PR #866, opened 2022-03-05
Fix scope of calibrate_io, add more fields

charleskawczynski:
@costachris pointed out that we actually need some computations in `compute_diagnostics!`. Arguably, the variables in those aux fields should be moved into a diagnostics array instead, so that we can make better guarantees about not having simulation results depend on diagnostics. For now, I think this is a quick fix to enable using `calibrate_io`.

### DIFF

WHAT TO PRODUCE:
The answer must consist of every entry, set down exactly as given.

TASK ANSWER:
PR #866, opened 2022-03-05
Fix scope of calibrate_io, add more fields

charleskawczynski:
@costachris pointed out that we actually need some computations in `compute_diagnostics!`. Arguably, the variables in those aux fields should be moved into a diagnostics array instead, so that we can make better guarantees about not having simulation results depend on diagnostics. For now, I think this is a quick fix to enable using `calibrate_io`.

### DIFF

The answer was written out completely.